Moody's says sales tax cut impact on Japan's rating will depend on scope, permanence

Reuters6 days ago
TOKYO, July 22 (Reuters) - Moody's Ratings said on Tuesday the potential impact of a cut to Japan's consumption taxes on the country's sovereign debt rating will depend on the "scope, magnitude and permanence."
Prime Minister Shigeru Ishiba's ruling coalition lost its majority in upper house elections on Sunday, heightening the chance it may heed opposition calls for bigger spending and possibly cuts to Japan's consumption tax rate of 10%, except for food items at 8%.
With the ruling coalition now required to seek the cooperation of opposition parties to pass legislation through parliament, prospects for fiscal expansion will heighten, said Christian de Guzman, senior vice president and manager at Moody's Ratings.
But the ruling coalition's position remains "sufficiently strong" to preempt significant changes to the consumption tax rates, he said in a statement on Tuesday.

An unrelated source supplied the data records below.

Issue #11154, opened 2021-09-02
[Javascript] [2.x] Stackoverflow (infinite loop) from recursive model with multiple tags


mjschuetze102:
##### Description

When generating a Javascript client with a recursive model, an infinite loop occurs. Note, this only happens when there are multiple tags provided in the yaml spec, i.e.

```
/dog/:
    post:
      tags:
        - dog
      ...
  /cat/:
    get:
      tags:
        - cat
      ...
```

**Detailed explanation:**
Within the [DefaultGenerator](https://github.com/swagger-api/swagger-codegen/blob/90319bee8aef8be041e003499ea3cfffef612a40/modules/swagger-codegen/src/main/java/io/swagger/codegen/DefaultGenerator.java#L477), each tag is being looped through. Within that loop, the [postProcessOperationsWithModels](https://github.com/swagger-api/swagger-codegen/blob/90319bee8aef8be041e003499ea3cfffef612a40/modules/swagger-codegen/src/main/java/io/swagger/codegen/languages/JavascriptClientCodegen.java#L1030) method within the JavascriptClientCodegen class is called. For the first tag, the code is run with no problems. The outcome is that each model ends up with a vendor extension "x-codegen-model" which links back to the model. Upon second iteration of this loop the list of models is [converted to a HashSet](https://github.com/swagger-api/swagger-codegen/blob/90319bee8aef8be041e003499ea3cfffef612a40/modules/swagger-codegen/src/main/java/io/swagger/codegen/languages/JavascriptClientCodegen.java#L1061), but the hashCode method of CodegenModel (and CodegenProperties because of the recursive nature) takes into account the vendorExtensions as part of the hash. Which means that in order for the hashCode to be generated for the model, it needs to generate the hashCode of itself, which introduces the loop.

##### Swagger-codegen version

Version in use: 2.4.12
Version bug was introduced: 2.4.9
Latest version still has bug: Yes (2.4.21, 2.4.22-snapshot)

##### Swagger declaration file content or url

https://gist.github.com/mjschuetze102/a60535fa28635c585e5711f5400aa94e

##### Command line used for generation

`swagger-codegen generate -i https://gist.githubusercontent.com/mjschuetze102/a60535fa28635c585e5711f5400aa94e/raw/322b6f1c05dcfb752a5451674d0aba553ab638f3/recursive_model_multiple_tags.yaml -l javascript -o ./tmp`

##### Steps to reproduce

Generate javascript client with the above swagger definition.

[...]

PR #11155, opened 2021-09-02
[Javascript] [2.x] Removed HashMap creation which caused infinite loop

mjschuetze102:
### PR checklist

### Description of the PR

Details: Removed the creation of a HashSet object which caused infinite loop
Fixes: #11154

Same change as: https://github.com/swagger-api/swagger-codegen-generators/commit/2d472e5151dc4b04aec09da86531c43abfd14b25, but for v2

**Detailed explanation:**
Within the [DefaultGenerator](https://github.com/swagger-api/swagger-codegen/blob/90319bee8aef8be041e003499ea3cfffef612a40/modules/swagger-codegen/src/main/java/io/swagger/codegen/DefaultGenerator.java#L477), each tag is being looped through. Within that loop, the [postProcessOperationsWithModels](https://github.com/swagger-api/swagger-codegen/blob/90319bee8aef8be041e003499ea3cfffef612a40/modules/swagger-codegen/src/main/java/io/swagger/codegen/languages/JavascriptClientCodegen.java#L1030) method within the JavascriptClientCodegen class is called. For the first tag, the code is run with no problems. The outcome is that each model ends up with a vendor extension "x-codegen-model" which links back to the model. Upon second iteration of this loop the list of models is [converted to a HashSet](https://github.com/swagger-api/swagger-codegen/blob/90319bee8aef8be041e003499ea3cfffef612a40/modules/swagger-codegen/src/main/java/io/swagger/codegen/languages/JavascriptClientCodegen.java#L1061), but the hashCode method of CodegenModel (and CodegenProperties because of the recursive nature) takes into account the vendorExtensions as part of the hash. Which means that in order for the hashCode to be generated for the model, it needs to generate the hashCode of itself, which introduces the loop.

The new collection isn't used anywhere, and the old one isn't modified at all, which means the new object creation is irrelevant anyways. If a new collection must be created, a List should be used instead of a Set. Still, if uniqueness was the reasoning for using a set, the values of the HashMap are paired with the classname of the model, which means that the values would all be unique anyway. Any sharing the same name would cause a collision and would have been overwritten, and if the classname wasn't the same, then it's a different object anyway.


HugoMario:
THanks for PR @mjschuetze102 !!
Really sorry for so much delay

PR #11183, opened 2021-09-22
Use mavenCentral instead of jcenter

nkiesel:
This simply replaces the retired `jcenter()` with `mavenCentral()`


pumano:
jcenter is shutted down more than half of year ago. Looks like should be merged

"The potential credit impact of a lowering of consumption taxes will depend on their scope, magnitude and permanence," he added.
Moody's has rated Japan A1, the fifth-highest level, with a "stable" outlook since December 2014.

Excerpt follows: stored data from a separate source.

PR #11219, opened 2021-10-11
Fix for ENUM requires https://github.com/swagger-api/swagger-codegen-generators/pull/978

sbilello:
### PR checklist

- [X] Read the [contribution guidelines](https://github.com/swagger-api/swagger-codegen/blob/master/CONTRIBUTING.md).
- [ ] Ran the shell script under `./bin/` to update Petstore sample so that CIs can verify the change. (For instance, only need to run `./bin/{LANG}-petstore.sh` and `./bin/security/{LANG}-petstore.sh` if updating the {LANG} (e.g. php, ruby, python, etc) code generator or {LANG} client's mustache templates). Windows batch files can be found in `.\bin\windows\`.
- [X] Filed the PR against the correct branch: `3.0.0` branch for changes related to OpenAPI spec 3.0. Default: `master`.
- [ ] Copied the [technical committee](https://github.com/swagger-api/swagger-codegen/#swagger-codegen-technical-committee) to review the pull request if your PR is targeting a particular programming language.

### Description of the PR

This PR needs to be merged after https://github.com/swagger-api/swagger-codegen-generators/pull/978

@frantuma 

```
mvn test

[INFO] Reactor Summary for swagger-codegen-project 3.0.30-SNAPSHOT:
[INFO] 
[INFO] swagger-codegen-project ............................ SUCCESS [  0.498 s]
[INFO] swagger-codegen (core library) ..................... SUCCESS [ 13.882 s]
[INFO] swagger-codegen (executable) ....................... SUCCESS [  2.700 s]
[INFO] swagger-codegen (maven-plugin) ..................... SUCCESS [  3.798 s]
[INFO] swagger-generator .................................. SUCCESS [  5.670 s]
[INFO] ------------------------------------------------------------------------
[INFO] BUILD SUCCESS
[INFO] ------------------------------------------------------------------------
[INFO] Total time:  26.865 s
[INFO] Finished at: 2021-10-11T12:06:20-07:00
[INFO] ------------------------------------------------------------------------
```
It needs the `mvn clean install` from 
https://github.com/swagger-api/swagger-codegen-generators/pull/978
to make it work.

If you encounter any problem please provide specific steps to replicate it

Thanks

PR #11250, opened 2021-11-05
Fix for ENUM that works only by merging PR https://github.com/swagger-api/swagger-codegen-generators/pull/978

frantuma:
includes and replaces #11219


sbilello:
@frantuma When are we going release a new version?

Issue #11719, opened 2022-02-22
[Templates] Undefined readOnly variable instead of the right isReadOnly


fedepad:
##### Description

This issue regards at least client documentation automatic generation (plus for some languages also not just doc) with `swagger-codegen` because of a bug in many languages templates.
Precisely, it regards the use of the undefined template variable `readOnly` to check if the variable/parameter is read-only while the right variable to use in the templates is `isReadOnly` as defined by: https://github.com/swagger-api/swagger-codegen/commit/a6df340cdc80f71cc4bdb88aa7174013a5d41c5c
##### Swagger-codegen version

I am using version **3.0.30** but I don't see this fixed in the current master.
##### Command line used for generation

`swagger-codegen generate -i <your yaml file with models that have readonly attributes> -l python -o client`

Note: it does not apply only to python clients.

##### Steps to reproduce

Just generate for example a python client.
You will see that for the generated models documentation, models' attributes that are readonly are not annotated as readonly because of the problem mentioned above.

##### Related issues/PRs

I haven't found any but please feel free to point that out if I missed something.

##### Suggest a fix/enhancement

I already have forked the project and in my branch have a fix for that.
I already tested in python client generation because I use it in one of my project and now the readonly variables are annotated properly in the client docs.
Let me know if I should just open a PR.

fedepad:
Opened: https://github.com/swagger-api/swagger-codegen/pull/11720
Will create a separate one for branch 3.0.0

fedepad:
Opened https://github.com/swagger-api/swagger-codegen-generators/pull/1016

PR #11720, opened 2022-02-22
Fix/client model doc template readonly

fedepad:
This commit fixes occurrences of the undefined `readOnly` in multiple templates with the right template variable `isReadOnly`.

### PR checklist

### Description of the PR

The change regards several templates for which an undefined template variable `readOnly` was used instead of `isReadOnly` as defined here: https://github.com/swagger-api/swagger-codegen/commit/a6df340cdc80f71cc4bdb88aa7174013a5d41c5c
This PR replaces `readOnly` with `isReadOnly` so that the client docs can be generated correctly.
Related issue: https://github.com/swagger-api/swagger-codegen/issues/11719


fedepad:
This should have targeted 3.0.0 branch. Doc is very confusing.

PR #12212, opened 2023-08-11
[python] Fix basic auth always being used

### LINKED ISSUE #9430: [Python] Generated client uses basic auth when username and password are not set
##### Description

I have a spec that allows either use of basic auth or an API-Key header. The generated python client always uses basic auth when making requests even when the username and password are empty (""). The following header is added: Authorization: Basic Og==

##### Swagger-codegen version

I was using the version on https://editor.swagger.io/

My security definitions are:
```json
"securityDefinitions" : {
    "APIKeyHeader" : {
      "type" : "apiKey",
      "in" : "header",
      "name" : "API-Key"
    },
    "basicAuth" : {
      "type" : "basic"
    }
  }
```
I am applying these schemes globally:
```json
"security" : [ {
    "APIKeyHeader" : [ ]
  }, {
    "basicAuth" : [ ]
  } ]
```

corytodd:
### PR checklist

@kenjones-cisco 

### Description of the PR
The Python client configuration will always generate a basic auth header regarless of username and password actually being set. This is a problem if the consumer is trying to use another authorization method that uses the same header name, e.g. Authorization. This bug is only triggered when the api spec's security definitions list BasicAuth after an auth type that uses a conflicting header.

Unfortunately, RFC 2617 [1] says that _both_ the username and password are allowed to be empty. This is how golang implements basic auth [2] which means golang codegen is also affected. Java codegen requires both username and password to be set [3]. C# requires only one of them to be set [4]. Java and C# are therefore not affected. Change python codegen to require either the username or password to be set as a compromise between being broken and rfc compliant.

[1]: https://datatracker.ietf.org/doc/html/rfc2617#section-2
[2]: https://github.com/golang/go/blob/master/src/net/http/client.go#L426
[3]: https://github.com/swagger-api/swagger-codegen/blob/master/modules/swagger-codegen/src/main/resources/Java/auth/HttpBasicAuth.mustache#L45
[4]: https://github.com/swagger-api/swagger-codegen/blob/master/modules/swagger-codegen/src/main/resources/csharp/api.mustache#L407

fixes #9430


HugoMario:
thanks @corytodd for this PR!

PR #12289, opened 2023-11-24
New attribute isJson in parameters

luca-vercelli:
This PR relates to issue 1173 in `swagger-codegen-generators`:

https://github.com/swagger-api/swagger-codegen-generators/issues/1173

We add a new boolean argument `isJson` in class `CodegenParameter`.

This argument claims that parameter content-type is some kind of JSON. This info can be set and used by generators.


HugoMario:
Thanks @luca-vercelli !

But it warned in a report in May that it may downgrade the rating "if prospects increase of a material and sustained widening in fiscal deficits leading to a significant deterioration" in Japan's already high debt burden.
Japanese government bond (JGB) yields rose prior to the election on concerns a loss by fiscal hawk Ishiba's ruling party could heighten the chance of big spending and cuts to Japan's consumption tax.
Before the election, Ishiba shunned calls to slash the consumption tax, which funds social welfare costs for a rapidly ageing population.
He reiterated his caution over the idea after the election, telling reporters on Monday that cutting the tax could temporarily increase household income, but would raise questions on how to pay for Japan's ballooning social welfare costs.
The Bank of Japan's efforts to roll back its massive stimulus also increase the cost of funding Japan's debt burden, which is the highest in the developed world at 250% of GDP.
A credit rating downgrade to Japan's sovereign debt could trigger a sell-off of bonds, yen and Japanese stocks, and boost the cost of dollar funding for domestic banks, analysts say.